Collected data entries
§ §

PR #1158, opened 2026-07-13
fix: enforce AI provider request contracts

shanehobson:
## Summary

Fixes three provider-boundary failures and adds coverage at the layer that was missing:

§ §

> [Try it] Check every line of the records, and copy the ones that hold the word "provider".

> [Finished exercise]
fix: enforce AI provider request contracts
Fixes three provider-boundary failures and adds coverage at the layer that was missing:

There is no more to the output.